DATA RECORDS:
*****

PR #2649, opened 2020-03-22
Improves not-valid code warnings

JoeSchr:
Makes them more explicit and also puts some of them into the code sample (the only thing many people actually read)


JoeSchr:
> Thanks. I worry about these invalid code examples, I wish we didn't have them at all tbh, but this is definitely an improvement on the warning.

I actually treasure them, because it's good to see with an example what not to do, because sometime you already have some code in your head, ready to write it, search for some example that looks similar. when you then find something like this, one would see this and say: "wait a minute". let me read on with this chapter... ;)

PR #6031, opened 2024-12-09
Slack, Teams, and Data Extract API changes

danjohansenconsulting:
Corresponding with our November releases, we have added the following capabilities and need the docs to match:

* Enterprise reporting offers filtering by Commit Branch in the UI
* Data Extract API allow for filtering by commit branch, has some data now available near real-time, and added spec path and test names to some endpoints as requested by customers.
* Slack integration has added the ability to configure when a message is sent based on Run Groups
* Microsoft Teams integration has added the ability to configure when a message is sent based on Run Groups and Tags.  The "beta" status of Teams integration is being removed and it is now official.

Where applicable, screen captures shown in our Docs will be updated in the December release because of more UI changes coming in the next few weeks.


danjohansenconsulting:
Starting the draft period.  We are finalizing the filtering in a Cloud release tomorrow and once that launches we will finish out this documentation push.

jennifer-shehane (approved):
Looks good!

Issue #6054, opened 2024-12-20
Orphaned Test Replay limitations link


MikeMcC399:
## Issue

The target https://docs.cypress.io/faq/questions/cloud-faq#Is-everything-captured-and-replayed-in-Test-Replay was removed by PR https://github.com/cypress-io/cypress-documentation/pull/5985. It was last present in 3f2c22c.

It is used in:

- https://docs.cypress.io/accessibility/core-concepts/how-it-works#Powered-by-Test-Replay
  > Because Cypress Accessibility uses data captured through Cypress Test Replay, it is subject [Test Replay limitations](https://docs.cypress.io/faq/questions/cloud-faq#Is-everything-captured-and-replayed-in-Test-Replay).

- https://docs.cypress.io/ui-coverage/get-started/introduction#How-it-Works
  > Because Cypress Accessibility uses data captured through Cypress Test Replay, it is subject to any [limitations of Test Replay](https://docs.cypress.io/faq/questions/cloud-faq#Is-everything-captured-and-replayed-in-Test-Replay) data captured and browser support.

Clicking on the link leaves the reader stranded with no content discernible which matches the theme: "limitations of Test Replay".

It used to contain the following content:

---

**Is everything captured and replayed in Test Replay?**

Our aim is to create an impactful debugging experience that covers the most ground for users. We will continue to expand support. Currently Test Replay does not support the following:

#### DOM elements

- Video ([see issue](https://github.com/cypress-io/cypress/issues/29903))
- Audio ([see issue](https://github.com/cypress-io/cypress/issues/29905))
- Objects that do not have `type="image/svg+xml"` ([see issue](https://github.com/cypress-io/cypress/issues/29904))
- Shadow DOM with `slotAssignment="manual"` ([see issue](https://github.com/cypress-io/cypress/issues/29107))
- Shadow DOM canvas ([see issue](https://github.com/cypress-io/cypress/issues/30438))

#### Browsers

- WebKit browser (Safari) ([see issue](https://github.com/cypress-io/cypress/issues/28895))
- Firefox browser ([see issue](https://github.com/cypress-io/cypress/issues/28894))

#### Other

- Server sent events ([see issue](https://github.com/cypress-io/cypress/issues/29908))
- Web sockets ([see issue](https://github.com/cypress-io/cypress/issues/29907))
- localStorage & sessionStorage ([see issue](https://github.com/cypress-io/cypress/issues/29909))
[...]

PR #6055, opened 2024-12-20
Convert https://docs.cypress.io/ links to local

MikeMcC399:
## Issue

Source links stored in `*.mdx` files with the published domain name `https://docs.cypress.io/...` are not portable and may produce unexpected results when testing locally under `localhost`.

Secondly, Docusaurus does not report errors for links with external domains, meaning errors may go undetected. It only checks local links.

### Missing target bookmarks

The following links resolve to a page, however the corresponding bookmark is missing from the page and so, when the link is used, the cursor is placed at the top of the page, leaving the reader to figure out what was intended:

- https://docs.cypress.io/faq/questions/cloud-faq#Is-everything-captured-and-replayed-in-Test-Replay resolves to https://docs.cypress.io/cloud/faq#Is-everything-captured-and-replayed-in-Test-Replay. The bookmark `Is-everything-captured-and-replayed-in-Test-Replay` is missing. This is logged as a separate issue https://github.com/cypress-io/cypress-documentation/issues/6054.
- https://docs.cypress.io/app/core-concepts/open-mode#Clicking-on-Commands. The bookmark `Clicking-on-Commands` is missing.

## Change

- Remove the external part of URLs in `*.mdx` file links containing `https://docs.cypress.io/...`

- Change https://docs.cypress.io/app/core-concepts/open-mode#Clicking-on-Commands to the internal link `/app/core-concepts/open-mode#Command-Log`

### DIFF
--- a/docs/api/cypress-api/require.mdx
+++ b/docs/api/cypress-api/require.mdx
@@ -15,7 +15,7 @@ in browser-targeted code.
 
 :::caution
 
-Using `Cypress.require()` within the [`cy.origin()`](https://docs.cypress.io/api/commands/origin)
+Using `Cypress.require()` within the [`cy.origin()`](/api/commands/origin)
 callback requires enabling the
 [`experimentalOriginDependencies`](/app/references/experiments#End-to-End-Testing) option in the Cypress configuration.
 
--- a/docs/app/continuous-integration/overview.mdx
+++ b/docs/app/continuous-integration/overview.mdx
@@ -235,7 +235,7 @@ Cypress Docker images are available from:
 
 - [cypress/base](https://github.com/cypress-io/cypress-docker-images/tree/master/base) is the entry-level Cypress Docker image, allowing you to test in the Electron browser, built in to Cypress.
   It contains a complete Linux (Debian) operating system, together with the
-  [prerequisite operating system packages](https://docs.cypress.io/app/get-started/install-cypress#UbuntuDebian) for Cypress,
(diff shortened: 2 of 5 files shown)


jennifer-shehane (approved):
Yah I noticed some of these slipping into a recent PR. We definitely want them local so the checks run. Might be good to look for on.cypress.io links also.

MikeMcC399:
@jennifer-shehane 

> Yah I noticed some of these slipping into a recent PR. We definitely want them local so the checks run. Might be good to look for on.cypress.io links also.

It's easy to forget to strip off the domain when copying links. I was guilty of adding one of these links for Docker, which is now corrected.

I did look at `on.cypress.io` and there is a lot of use of this, so it looked to me like it was strategy and not a mistake. I can take a look at converting these links in the new year, if that is what you would like to have done.

jennifer-shehane:
@MikeMcC399 If the result on the on.cypress.io link results in a link back to the docs itself, it should be a relative link. There may be some outside links that on.cypress.io reroutes to (like to cloud.cypress.io), those should be left.

MikeMcC399:
@jennifer-shehane 

> If the result on the on.cypress.io link results in a link back to the docs itself, it should be a relative link. There may be some outside links that on.cypress.io reroutes to (like to cloud.cypress.io), those should be left.

Understood. That is what I was assuming.

MikeMcC399:
- on.cypress.io links addressed in PR #6061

*****

Only a number is expected here: how many lines above contain the word "content".

2